Aganga further indicated that the abolition of the subsidy would increase fuel prices to between N115 and N120/litre from the current price of N65/litre!  The Minister confirmed that removal of petrol subsidy will come sooner rather than later and for the sake of clarity added that “it will be difficult to give a date, but I would hope within six months”.  In other words, Nigerians will be in for a bolt of a shock on their purchasing power and their social welfare before February ending 2011!!

This column believes that Aganga may have spoken out of turn on this matter and his warning or is (or is it a threat) is unlikely to be actualized, IF AT ALL, until well after a new government takes over in April/May 2011!  Even a political neophyte can successfully predict that Jonathan’s precarious bid for Presidency will collapse, if petrol price reaches N120/litre before January 2011 elections.  The promise of an allocation of N10bn to facilitate mass transit system failed as a palliative in 2003-4 and will most certainly fail again!

Furthermore, the N120/litre price indication is obviously calculated on the current $70 – 80/barrel for crude oil.  In the event that worldwide economic recovery triggers crude prices above $100/barrel, our petrol prices may actually touch N150/litre at a time when government’s unbridled and contradictory fiscal and monetary policies are already pushing up inflation with adverse consequences on the purchasing power of subsisting paltry incomes of most Nigerians!

The following is the first of a two-part article, first published November 2009, titled “WETIN CONCERN NLC/TUC WITH FOREX MARKET?”.  In it, we have proffered solution to government and Labour’s predicament on the subsidy issue.  This column is very confident that the issue of petrol price and subsidy can never be successfully resolved until the simple solution canvassed is adopted.  Please read on.

“Our Government and Organised Labour are once again for the umpteenth time in about five years embroiled in what may best be described as an unending petrol price war, which was ignited over two decades ago with the drastic devaluation of the naira.  Former President Obasanjo, during his second term, floated the kite of deregulation to put an end to this endless attrition.

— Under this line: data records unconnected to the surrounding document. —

PR #690, opened 2025-01-30
check file selected or not

kyasu1:
If users click the "cancel" button on the file selector for the first time, the `change` event is not triggered. However, if the `input` element has a previous selection, the event is triggered but the `e.target.files` array is empty, which cause an error in  the subsequent `readFile`.


necessarylion (approved):

hand-dot (approved):
Nice!

PR #691, opened 2025-01-31
`plugin` should be checked before its usage

kyasu1:
With the playground, it fails to open the the following template, since the `ean8` barcode plugin is not installed. That's okay but we should inform users what is wrong instead of cryptic error messages.

https://github.com/pdfme/pdfme/blob/main/packages/generator/__tests__/assets/templates/Aone72230JAN%E3%82%B3%E3%83%BC%E3%83%89%E7%9F%AD%E7%B8%AE.json


hand-dot (approved):
LGTM

Issue #636, opened 2024-11-17
Enable expressions for specific columns in the table


hand-dot:
### Is your feature request related to a problem? Please describe.

Currently, [expressions](https://pdfme.com/docs/expression) cannot be used in table cells, so this functionality should be implemented.

![CleanShot 2024-11-17 at 17 04 19@2x](https://github.com/user-attachments/assets/cc82feae-306b-43dd-8e46-c82e48aaec29)

### Describe the solution you'd like

Allow specific columns to be set as `readOnly` while enabling expressions to be written within those columns.

### Describe alternatives you've considered

none

roopantj:
@hand-dot 
I can utilize expressions within table cells. Has the aforementioned enhancement been implemented?  
If not, could you please provide a detailed explanation of the requirement?

![Image](https://github.com/user-attachments/assets/08c0245c-269c-40f7-af16-b78d1c190993)

![Image](https://github.com/user-attachments/assets/4a153269-b6fc-4bf6-b183-a13797f2d002)

hand-dot:
Hi @roopantj !

1. As you mentioned, if the table is set to read-only, we can use an expression right now.  
2. However, what I want to achieve is to make only specific columns read-only and be able to use expressions, as shown in the image below.  
[...]

PR #694, opened 2025-02-02
Enabled expressions in table cells

roopantj:
Issue [636](https://github.com/pdfme/pdfme/issues/636)

I have enabled expressions in table cells as per the requirement.  
The context is now created based on the row scope for easier accessibility. Let me know if there are any improvements needed.  

PFA screenshots.  

To access data for a specific row, column names can be used within expressions.
 
 Edit Mode
image
View Mode
image

@hand-dot

### DIFF
--- a/packages/schemas/src/tables/pdfRender.ts
+++ b/packages/schemas/src/tables/pdfRender.ts
@@ -1,5 +1,6 @@
 import type { TableSchema } from './types';
 import type { PDFRenderProps } from '@pdfme/common';
+import { replacePlaceholders } from '@pdfme/common';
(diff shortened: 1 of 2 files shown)


hand-dot:
Hi @roopantj !

Thank you for creating the PR! I'll check it and get back to you when I have time. Please wait a bit.

hand-dot:
This PR cannot be merged. While expressions can indeed be used, they do not work for the scenario I want to achieve.

The scenario I want to implement is similar to an Invoice template, where specific columns are set to readOnly, and when a row is added via a form, the values are automatically calculated.

CleanShot 2025-02-03 at 17 59 52

PR #699, opened 2025-02-08
Improve UI font caching and simplify fontKitFont use

### LINKED ISSUE #693: The font cache seems to not be working, which causes slow rendering in Designer, Form and Viewer.
### Describe the bug

Hi @hand-dot, I think I found a serious rendering performance issue. 

The `_cache` used in the following function seems to be almost always empty. So it calls `fetch` to grab the external fonts when rendering text schemas.

https://github.com/pdfme/pdfme/blob/a914cf61fac2475b5fe6d7bf245b2bdd7c010853/packages/schemas/src/text/helper.ts#L110-L135

### To Reproduce

Open the following template, please replace fontName properly, from Designer or Viewer.

https://github.com/pdfme/pdfme/blob/main/packages/generator/__tests__/assets/templates/%E5%B1%A5%E6%AD%B4%E6%9B%B8.json

You can notice that texts are rendered very slowly. In Viewer, if you resize the window, the texts become blank once, then their rerendering start slowly again. Resizing multiple times is disastrous.

https://github.com/user-attachments/assets/11489bef-06b1-442a-964e-c3ac2600b002

### Expected behavior

`NotoSansJP-Regular` has about 6MB size, even though it is cached in the browser, the `fetch` is slower than memory access. It should be cached in the memory as expected.

### Your Environment

```markdown
- pdfme version:5.3.1
- Operating system: macOS Sequoia Version 15.11
- Node.js version or Browser name & version: Version 132.0.6834.160 (Official Build) (arm64)
```

### Your Error Log

```shell
If you resize the window multiple times really quickly, `fetch` fails with the following errors.
 

GET https://fonts.gstatic.com/s/notoserifjp/v30/xn71YHs72GKoTvER4Gn3b5eMRtWGkp6o7MjQ2bwxOubAILO5wBCU.ttf net::ERR_INSUFFICIENT_RESOURCES


Uncaught (in promise) TypeError: Failed to fetch
    at getFontKitFont (index-fa1b6af1.js:1454:326136)
    at uiRender$3 (index-fa1b6af1.js:1577:88)
    at index-fa1b6af1.js:966:208
    at Ii (index-fa1b6af1.js:122:81961)
    at Vj (index-fa1b6af1.js:124:6766)
    at dt.unstable_runWithPriority (index-fa1b6af1.js:114:4215)
    at cg (index-fa1b6af1.js:122:39455)
    at Dj (index-fa1b6af1.js:124:6504)
    at index-fa1b6af1.js:124:6417
    at Tr (index-fa1b6af1.js:114:3068)
```

### Additional context

`_cache` Map is created with an `empty` Map at this line.

https://github.com/pdfme/pdfme/blob/a914cf61fac2475b5fe6d7bf245b2bdd7c010853/packages/ui/src/components/Renderer.tsx#L99

shouldn't  it be stored somewhere more global context?

Since I have almost no experience in ReactJS development, this modification is a burden for me.

peteward:
fixes #693 

Having a `CacheContext` means the cache remains global, not just one cache per schema that is sometimes lost on browser resize.

Also reduced the number of calls to `getFontKitFont()` by pulling it higher up, which means less arguments need passing and less async functions. This is hopefully a bit cleaner.

### DIFF
--- a/packages/schemas/__tests__/text.test.ts
+++ b/packages/schemas/__tests__/text.test.ts
@@ -154,12 +154,15 @@ describe('getSplittedLines test with real font width calculations', () => {
 });
 
 describe('calculateDynamicFontSize with Default font', () => {
-  const font = getDefaultFont();
-  const _cache = new Map();
+  let fontKitFont: FontKitFont;
+
+  beforeAll(async () => {
+    fontKitFont = await getFontKitFont('SauceHanSansJP', getDefaultFont(), new Map());
+  });
 
   it('should return default font size when dynamicFontSizeSetting is not provided', async () => {
     const textSchema = getTextSchema();
-    const result = await calculateDynamicFontSize({ textSchema, font, value: 'test', _cache });
+    const result = calculateDynamicFontSize({ textSchema, fontKitFont, value: 'test' });
 
     expect(result).toBe(14);
   });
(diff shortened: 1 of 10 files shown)


hand-dot (approved):
LGTM!

hand-dot:
Released PDFME_VERSION with '5.3.4'

PR #722, opened 2025-02-19
Add separate build for node

necessarylion:
For the Node.js framework utilizing the NodeNext module, our package encounters the following error:
 
`yntaxError: The requested module '@pdfme/generator' does not provide an export named 'generate'`

To address this issue, I have added a dedicated build script specifically for Node.js applications using the NodeNext module. Typically, Node.js applications require the generator, common, and schema packages. Therefore, I have included these three packages in the build script.

## Summary by CodeRabbit

- **New Features**
  - Enhanced module resolution with dedicated entry points for both Node.js and standard environments.
  - Expanded the build process to include a Node.js-specific step running in parallel with existing builds.
  - Introduced tailored build configurations that optimize TypeScript compilation for Node.js compatibility.

### DIFF
--- a/packages/common/package.json
+++ b/packages/common/package.json
@@ -26,7 +26,10 @@
   "types": "dist/types/src/index.d.ts",
   "exports": {
     ".": {
-      "import": "./dist/esm/src/index.js",
+      "import": {
+        "node": "./dist/node/src/index.js",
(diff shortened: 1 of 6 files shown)


hand-dot (approved):
LGTM! Thank you @necessarylion !!

PR #844, opened 2025-03-11
Available dynamic fields

ianbaek:
This Pull Request adds support for displaying available dynamic fields within the UI, making it easier to both add new fields and see where they’re in use. These fields can be set in Designer’s options as shown below:

```
designer.current = new Designer({
  domContainer: designerRef.current,
  template,
  options: {
    lang,
    font,
    labels: { 'clear': '🗑️' },
    theme: { token: { colorPrimary: '#25c2a0' } },
    availableDynamicFields: ['barcode', 'image', 'company_name', 'company_address'],
  },
  plugins: getPlugins(),
});
```

By providing the _availableDynamicFields_ array directly, the Designer UI will display these fields for users to select and integrate wherever needed.


hand-dot:
Hi @ianbaek !! 

First of all, thank you for your contribution!
This is an interesting feature addition, but it cannot be merged directly into the main branch.

I prefer to keep the library as lightweight as possible, so this kind of processing should be handled outside the library.

In fact, I plan to remove the "Bulk update field names" feature in the future and have it handled outside the library.

This is to reduce the work of writing documentation to explain how to use the library and to minimize maintenance efforts for features that are not widely used.

PR #854, opened 2025-03-14
Restore NotoSerifJP and NotoSansJP in Playground Font Settings

hitomi-t260g:
### Summary  
This PR restores **NotoSerifJP** and **NotoSansJP** in the font settings of the playground by uncommenting their values.  

### Related Discussion  
This issue was discussed in [GitHub Discussions #845](https://github.com/pdfme/pdfme/discussions/845).  

### Why This Change Is Important  
Restoring Japanese fonts makes it easier to confirm that **pdfme supports non-English fonts**, which is valuable for library selection.  
In my case, I used the playground to **demonstrate pdfme’s usability** to our sales team.  
After deciding to adopt pdfme and starting development, we noticed that Japanese fonts were missing, which caused confusion.  

### What I Did  
- Uncommented **NotoSerifJP** and **NotoSansJP** in the playground’s font settings.  

### Verification  
- Confirmed that this change **does not affect e2e tests**.  

This is a simple fix, but it improves usability for users who need **multilingual PDF support**.  
Thank you for your time and consideration! 😊

### DIFF
--- a/playground/src/helper.ts
+++ b/playground/src/helper.ts
@@ -12,14 +12,14 @@ export function fromKebabCase(str: string): string {
 
 export const getFontsData = (): Font => ({
   ...getDefaultFont(),
-  // NotoSerifJP: {
-  //   fallback: false,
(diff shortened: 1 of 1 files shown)


hand-dot:
@hitomi-t260g Okay!

hand-dot:
Deployed
CleanShot 2025-03-14 at 21 23 39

We recall that the government considered the existing N350bn subsidy at that time as unsustainable and consequently accepted the advice of local as well as IMF experts to completely withdraw all subsidies so as to engender a free market in the downstream sector of the petroleum industry.  The arguments in favour of deregulation were truly unassailable; indeed, the argument recognized the reality that market dislocations, price distortions and parasitic supply chain often accompany monopolistic markets everywhere!

“In other words, prices of market offerings would be higher than normal as the monopolist controls market supply and prices for maximum profit.  Of course, the situation could be expected to be much worse if a government agency (as opposed to Private Corporation) is the monopolist!  Nigerians will testify that no government monopoly in any sector has succeeded in offering competitive and superior services to the Nigerian public!

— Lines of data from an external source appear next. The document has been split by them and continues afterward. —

PR #908, opened 2025-04-05
Add z-fold-brochure template

hitomi-t260g:
### 🔄 Add Z-Fold Brochure Template

This PR adds a **Z-Fold Brochure** template to the template collection.

#### 🧾 Overview

The Z-Fold Brochure template allows users to easily create double-sided brochures using a two-page A4 horizontal layout. Each panel is organized to align correctly when folded, including support for elements like maps, product lists, and menus.
It is also a template that promotes understanding of reflecting the number of pages in the basePDF.

- **Format**: Two A4 horizontal pages (double-sided printing)
- **Layout**: Z-fold (tri-fold) with accurate frame alignment
- **Customizable**: Text and images can be replaced using field names
- **Use Case**: Perfect for restaurant menus, store catalogs, event guides, and more

#### 🛠️ How It Works

You can generate multiple variations of the brochure by dynamically replacing content fields in the template.

Instructions on how to edit the template are described in the template.
- Use two A4 horizontal pages when replacing BasePDF.
- Place text and images according to the frame of the BasePDF.
- Double-sided printing is assumed.

Let me know if further refinements or test assets are needed! Looking forward to your review 🙌


hand-dot (approved):
Thanks!!❤️

PR #1266, opened 2023-02-09
Move `stage_commit` into `PublicGroup`

kkohbrok:
This PR moves the `stage_commit` function from `CoreGroup` into `PublicGroup`. The function now only optionally takes private key material as input. The functionality to process messages with only a `PublicGroup` will be added with the next follow-up PR.

`stage_commit` has been refactored into multiple individual functions and the individual steps have been re-ordered, but otherwise the function has not changed functionally.


openmls/src/group/public_group/diff/process_path.rs
```diff
@@ -27,23 +27,23 @@ use super::PublicGroupDiff;
 /// A helper struct which contains the values resulting from the preparation of
 /// a commit with path.
 #[derive(Default)]
-pub(crate) struct PathProcessingResult {
+pub(crate) struct PathComputationResult {
```
franziskuskiefer, line 30: If you want to rename this, the file itself should be renamed as well.

openmls/src/group/public_group/staged_commit.rs
```diff
@@ -0,0 +1,467 @@
...
+        psk::PskSecret, EpochSecrets, GroupEpochSecrets, InitSecret, JoinerSecret, KeySchedule,
+    },
+    treesync::node::{
+        encryption_keys::EncryptionKeyPair,
+        leaf_node::{LeafNodeTbs, TreeInfoTbs, VerifiableLeafNode},
+    },
+};
+use std::collections::HashSet;
+
+pub(crate) struct PrivateGroupParams<'a> {
```
franziskuskiefer, line 21: I'm not sure I understand this.
You are passing secrets into the public group. Isn't the idea of the public group to operate only on the public parts?

franziskuskiefer (changes requested):
I have a conceptial issue with this (see inline comment).

openmls/src/group/public_group/staged_commit.rs
```diff
@@ -0,0 +1,260 @@
...
+            .confirmation_tag()
+            .ok_or(StageCommitError::ConfirmationTagMissing)?;
+
+        // If we have private key material, derive the secrets for the next
+        // epoch and check the confirmation tag.
+        diff.update_interim_transcript_hash(
+            ciphersuite,
+            backend,
+            received_confirmation_tag.clone(),
+        )?;
```
franziskuskiefer, line 254: All of this could be moved to a separate function that's creating the diff to scope the `mut` and separate the operations on the diff from the commit staging.
Same for the `stage_commit` in the core group. This way it's also easier to see where the two differ and making sure we keep them in sync.
Can you also add comments on both functions that the other one exists?

franziskuskiefer (changes requested):
Thanks, let's pull out a little more, just make things cleaner and do the rename. Then this is good to go.

franziskuskiefer (approved):
Thanks, let's get this in.

franziskuskiefer (approved):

Indeed, gross mismanagement, waste and inefficiency have become fully evident also in the domestic market for fuel, where Nigeria National Petroleum Corporation (NNPC) monopoly of the downstream oil sector requires additional subsidy of over N600bn annually to stay afloat.  Government sources decry the over N2, 000bn burden that was paid to private oil marketers in the last four years.

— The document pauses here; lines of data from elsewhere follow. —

PR #1280, opened 2023-02-16
Introduce an API that allows message processing by a `PublicGroup`

kkohbrok:
This PR finally introduces proper message processing through `PublicGroup`. In particular, it exposes a `process` API endpoint that is analogous to the one exposed by `CoreGroup`, as well as a corresponding `merge_commit` endpoint. The PR also includes a few improvements to the PublicGroup and commit processing in general:

* Introduce builder pattern for PublicGroup (required to fully hide TreeSync)
* Introduce message processing for PublicGroup
  * move `parse_message` into PublicGroup (still called from CoreGroup)
  * Add a short test
  * Integrate the `PublicGroup` into the test framework. This leads to longer test times (since each message is not processed an additional time), but thoroughly tests the PublicGroup's message processing.
* push key store access out of stage_commit in CoreGroup
* Remove unnecessary (no-op) layer in the validation chain (UnverifiedContextMessage vs. UnverifiedMessage)

We should discuss if we really want to integrate PublicGroup into the test framework. It's a nice way to get test coverage for public group processing, but it also slows some of the test by a factor of 10 🙈.

For the purposes of review, I split this PR into individual commits that don't individually compile, but show the main changes and that don't overlap.


openmls/src/group/core_group/staged_commit.rs
```diff
@@ -352,6 +337,29 @@ impl CoreGroup {
...
+    pub(crate) fn read_keys_and_stage_commit(
+        &self,
+        mls_content: &AuthenticatedContent,
+        proposal_store: &ProposalStore,
+        own_leaf_nodes: &[OpenMlsLeafNode],
+        backend: &impl OpenMlsCryptoProvider,
+    ) -> Result<StagedCommit, StageCommitError> {
+        let (old_epoch_keypairs, leaf_node_keypairs) = self
+            .read_decryption_keypairs(backend, own_leaf_nodes)
+            .unwrap();
```
raphaelrobert, line 353: I know it's just a test function, but since you return a `Result`, why not use that instead of the `unwrap()`?

openmls/src/group/public_group/process.rs
```diff
@@ -0,0 +1,234 @@
...
+                ))
+            }
+            Sender::External(_) => {
+                // We don't support messages from external senders yet
+                // TODO #151/#106
+                todo!()
+            }
+        }
+    }
+}
```
raphaelrobert, line 234: Can you confirm this is just copied over from the `CoreGroup` without major changes?

openmls/src/test_utils/test_framework/mod.rs
```diff
@@ -322,18 +336,54 @@ impl MlsGroupTestSetup {
...
+        )
+        .unwrap();
+
+        // Update the public group. If it's a public message, just process it. Create a new group from the sender.
+        match message {
+            ProtocolMessage::PrivateMessage(_) => {
+                // If it's a ciphertext we can't track group membership with a
+                // PublicGroup, so we have to create a new one every time with
+                // the sender's state.
+                let (new_public_group, _extensions) = PublicGroup::from_external(
```
raphaelrobert, line 356: As noted offline, creating a group will involve validating all signatures going forward and this step will become really expensive. Maybe add a comment at least.

raphaelrobert (changes requested):
Thanks for the PR! I did a first pass and noted some nits.

openmls/src/group/core_group/staged_commit.rs
kkohbrok: Ah, my bad. I somehow thought it would return a `KeyStore::Error`, but since it's returning a `StageCommitError`, we can indeed just pass the error back up. Good catch!

raphaelrobert (approved):

PR #1282, opened 2023-02-16
Fix the key schedule KAT

raphaelrobert:
Re-introduces the PSK secret.


franziskuskiefer (approved):
Thanks, I added the exporter context and test as well.

PR #1285, opened 2023-02-20
spec: Use `encrypted_group_info` as context in decryption of welcome secrets.

duesee:
This PR makes it so that the decryption of the encrypted group secrets takes the encrypted group info as context. Notably, it was required to adapt a test because it can now not happen that the ciphersuite mismatches.

### DIFF
--- a/openmls/src/group/core_group/mod.rs
+++ b/openmls/src/group/core_group/mod.rs
@@ -933,23 +933,13 @@ impl CoreGroup {
         )
         .map_err(LibraryError::unexpected_crypto_error)?;
 
-        // Create group secrets for later use, so we can afterwards consume the
-        // `joiner_secret`.
-        let encrypted_secrets = diff.encrypt_group_secrets(
-            &joiner_secret,
-            apply_proposals_values.invitation_list,
-            path_computation_result.plain_path.as_deref(),
-            &apply_proposals_values.presharedkeys,
-            backend,
-            self.own_leaf_index(),
-        )?;
-
         // Prepare the PskSecret
         let psk_secret =
             PskSecret::new(ciphersuite, backend, &apply_proposals_values.presharedkeys)?;
 
         // Create key schedule
-        let mut key_schedule = KeySchedule::init(ciphersuite, backend, joiner_secret, psk_secret)?;
+        let mut key_schedule =
+            KeySchedule::init(ciphersuite, backend, joiner_secret.clone(), psk_secret)?;
 
         let serialized_provisional_group_context = diff
             .group_context()
@@ -978,7 +968,7 @@ impl CoreGroup {
         diff.update_interim_transcript_hash(ciphersuite, backend, confirmation_tag.clone())?;
 
         // only computes the group info if necessary
-        let group_info = if !encrypted_secrets.is_empty() || self.use_ratchet_tree_extension {
+        let group_info = {
             // Create the ratchet tree extension if necessary
             let external_pub = provisional_epoch_secrets
                 .external_secret()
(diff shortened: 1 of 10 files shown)


openmls/src/group/core_group/mod.rs
```diff
@@ -1006,12 +996,10 @@ impl CoreGroup {
             };
             // Sign to-be-signed group info.
             Some(group_info_tbs.sign(signer)?)
-        } else {
-            None
         };
 
         // Check if new members were added and, if so, create welcome messages
-        let welcome_option = if !encrypted_secrets.is_empty() {
```
kkohbrok, line 1014: Is there a reason you moved the condition to the end? It seems that if the condition is false, we're doing quite a few computations only to throw them away afterwards. Although it's of course possible that this is optimized away by LLVM.

openmls/src/group/core_group/new_from_welcome.rs
```diff
@@ -94,10 +94,6 @@ impl CoreGroup {
             VerifiableGroupInfo::tls_deserialize(&mut group_info_bytes.as_slice())
                 .map_err(|_| WelcomeError::MalformedWelcomeMessage)?;
 
-        if ciphersuite != verifiable_group_info.ciphersuite() {
-            return Err(WelcomeError::GroupInfoCiphersuiteMismatch);
```
kkohbrok, line 98: Is the error used anywhere else? If not, you can probably just remove it.

kkohbrok (changes requested):
Thanks for the PR! Just two nits/questions. Also clippy is unhappy about too many arguments.

openmls/src/group/core_group/mod.rs
duesee: Good catch! I thought there was a reason but `diff.encrypt_group_secrets` does way less than I thought. By replacing `encrypted_group_secrets.is_empty()` with `apply_proposals_values.invitation_list.is_empty()` we can spare us the work. Regarding the joiner_secret: I discussed that with Franziskus and we don't think it is possible to get this working without cloning as the `joiner_secret` is effectively required two times: once to derive the welcome_secret and once to derive the secret used to encrypt the group secrets (label "Welcome" vs "welcome"). I made `KeySchedule::init` take a reference now to spare us the clone. But I think we would need to refactor the key schedule to make this nicer. But I would propose to do it in a follow-up. What do you think?

openmls/src/group/core_group/mod.rs
```diff
@@ -933,23 +933,13 @@ impl CoreGroup {
...
-        )?;
-
         // Prepare the PskSecret
         let psk_secret =
             PskSecret::new(ciphersuite, backend, &apply_proposals_values.presharedkeys)?;
 
         // Create key schedule
-        let mut key_schedule = KeySchedule::init(ciphersuite, backend, joiner_secret, psk_secret)?;
+        let mut key_schedule =
+            KeySchedule::init(ciphersuite, backend, joiner_secret.clone(), psk_secret)?;
```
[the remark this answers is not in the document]
duesee: See comment above. We would need to refactor the key schedule to make this work.

openmls/src/group/public_group/diff.rs
```diff
@@ -73,12 +73,14 @@ impl<'a> PublicGroupDiff<'a> {
     ///  - the invited members are not part of the tree yet
     ///  - the leaf index of a new member is identical to the own leaf index
     ///  - the plain path does not contain the correct secrets
+    #[allow(clippy::too_many_arguments)]
```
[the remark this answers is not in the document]
kkohbrok: I agree that this is annoying, but I think this is a very justified use of an `allow`. In the end, the only place this function is used is `create_commit`, which is in need of some refactoring anyway. So I think it's okay to leave it for now.

kkohbrok (approved):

“We note, for example, that no other sub sector attracted so much funding in federal budgets in the period 2007 – 9!  Inexplicably, in spite of this huge subvention, fuel scarcities persists, differential pricing still exists nationwide, and the direct benefit of allocating over 25% of federal revenue each year for oil subsidy remains unclear, especially as other vital sectors such as education, health, transportation, etc, receive relatively paltry allocations that would virtually make it impossible for our country to attain the  minimum standards of welfare defined in the United Nation’s Millennium Development Goals!  The predicament of subsidy has become a great embarrassment to our government, such that in spite of the huge expenditure on subsidies, no provision was included in the national budgets of the last three years!  The relevant question here is, from which account, and with whose authority was the annual subsidy value deducted from the federation account?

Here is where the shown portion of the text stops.